There was not a male with her when I found her. I am assuming it is a queen because my last one looked exactly like this one. It has been a few years sense then but my last one dug its own tunnel and I had little workers running around after a while.

I may move her over into a different soil. I started her in potting soil mixed with coconut coir, then moved it over to coconutcoir/potting soil/and sand. I am thinking that maybe the soil is too heavy or something.

Maybe I will just make a fake tunnel with chambers and everything and see if she will start a colony if she is in the dark for a while.

I put it in my closet in the dark, if someone thinks it would be a good idea to do something different I will do it, until then I will leave her alone.


----------



## inle (Sep 24, 2012)

Maybe she is a wood ant?

Reactions: Like 1


----------



## jreidsma (Sep 25, 2012)

I do think it is a carpenter ant, but they should be able to have a nest in the ground. 
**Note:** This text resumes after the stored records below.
PR #166465, opened 2025-10-28
compile_worker: Make a timer class

c00w:
* #166584
* #166581
* #166467
* __->__ #166465

This subclass allows us to trigger an action after we haven't seen any activity
for a certain amount of seconds.


c00w:
@masnesral - The big issue is that threading.Timer can't be extended (i.e. reset the timer to be 30s in the future on each subproc call). If it could be, we'd use it. (The other way to implement this, is each time we get a new compile request,  we make a new timer, but that would require making a new thread for each request, which is slow).

torch/_inductor/compile_worker/timer.py
```diff
@@ -0,0 +1,53 @@
+from threading import Lock, Thread
+from time import sleep, time
+from typing import Any, Optional, Union
+
+
+class Timer:
+    """
+    This measures how long we have gone since last receiving a event and if it is grater than a set interval, calls a function.
```
masnesral: nits:
a event -> an event
grater -> greater

torch/_inductor/compile_worker/timer.py
```diff
@@ -0,0 +1,53 @@
...
+    """
+
+    def __init__(
+        self,
+        duration: Union[int, float],  # Duration in seconds
+        call: Any,  # Function to call when we expire
```
masnesral: Can we make this a better type? At least a callable?

torch/_inductor/compile_worker/timer.py
```diff
@@ -0,0 +1,53 @@
...
+
+    def check(self) -> None:
+        while True:
+            # We have to be sensitive on checking here, to avoid too much impact on cpu
+            sleep(self.sleep_time)
+            with self.lock:
+                if self.exit:
+                    return
+                assert self.last_called is not None
+                if self.last_called + self.duration >= time():
```
masnesral: `time.monotonic()`?

torch/_inductor/compile_worker/timer.py
```diff
@@ -0,0 +1,53 @@
...
+    ) -> None:
+        # We don't start the background thread until we actually get an event.
+        self.background_thread: Optional[Thread] = None
+        self.last_called: Optional[float] = None
+        self.duration = duration
+        self.sleep_time = 60
+        self.call = call
+        self.exit = False
+
+        # Technically GIL should ensure only one call, but let's be explicit here
```
masnesral: Does it? I thought the GIL would only guarantee simple assignment is atomic and a lock would be required.

torch/_inductor/compile_worker/timer.py
```diff
@@ -0,0 +1,53 @@
...
+        self.lock = Lock()
+
+    def record_call(self) -> None:
+        with self.lock:
+            if self.background_thread is None:
+                self.background_thread = Thread(target=self.check)
+                self.background_thread.start()
+            self.last_called = time()
```
masnesral: the internet told me to use time.monotonic() because time() can jump forward or backward. I didn't know about time.monotonic(), but maybe that's more robust?

torch/_inductor/compile_worker/timer.py
```diff
@@ -0,0 +1,53 @@
...
+        self.call = call
+        self.exit = False
+
+        # Technically GIL should ensure only one call, but let's be explicit here
+        self.lock = Lock()
+
+    def record_call(self) -> None:
+        with self.lock:
+            if self.background_thread is None:
+                self.background_thread = Thread(target=self.check)
```
masnesral: Should this be a daemon thread? We don't have cancel functionality in this timer, so I think we could block the main process after exit until the thread wakes up and dies?

masnesral (changes requested):
minor question about daemon thread and timer usage

torch/_inductor/compile_worker/timer.py
c00w: Done.

torch/_inductor/compile_worker/timer.py
c00w: Technically I think it only swaps on I/O or calls to c libraries that release it. Either way just deleted the comment.

torch/_inductor/compile_worker/timer.py
c00w: Probably fine, switched to monotonic since I like it more.

torch/_inductor/compile_worker/timer.py
c00w: Good catch, fixed, also gave it a decent name.

torch/_inductor/compile_worker/timer.py
```diff
@@ -0,0 +1,54 @@
...
+    def __init__(
+        self,
+        duration: Union[int, float],  # Duration in seconds
+        call: Callable[[], None],  # Function to call when we expire
+    ) -> None:
+        # We don't start the background thread until we actually get an event.
+        self.background_thread: Optional[Thread] = None
+        self.last_called: Optional[float] = None
+        self.duration = duration
+        self.sleep_time = 60
```
masnesral, line 20: Do you think it would make sense to set the sleep time according to the duration time instead of hard-coding to 60?

masnesral (approved):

Usually a queen ant flying has a male with her, but this one didn't. I am thinking that maybe it didn't mate, or it needs a cold period before it will nest. But my last queen just dug a hole the first day and the colony started.


----------



## xhexdx (Sep 25, 2012)

If she's still got wings, she probably hasn't mated.

Most queens will land dealate after mating.  Yours is probably a dud.


----------



## jreidsma (Sep 25, 2012)

She shed her wings a couple days after I got her. 

I may just put her outside, maybe she would be able to find a lone male or something.


----------



## nepenthes (Oct 1, 2012)

You should see what you can do about putting her in a test tube set up till she gets 20+ workers. I would just leave her be. Don't disturb the setup for a while. You should really find out the species. Some queens will actually need to forage for food before the raise workers. If you can get a photo I might be able to help you ID her.

For future queens here's a trick I learned. Hold a winged queen on your hand and point to the sky. I've found if they climb down they are more likely to be fertile. My reasoning is they want to go down to the ground to start diggin. Or drillin into a nice soft peice of wood.


----------



## The Snark (Oct 1, 2012)

xhexdx said:


> If she's still got wings, she probably hasn't mated.
> 
> Most queens will land dealate after mating.  Yours is probably a dud.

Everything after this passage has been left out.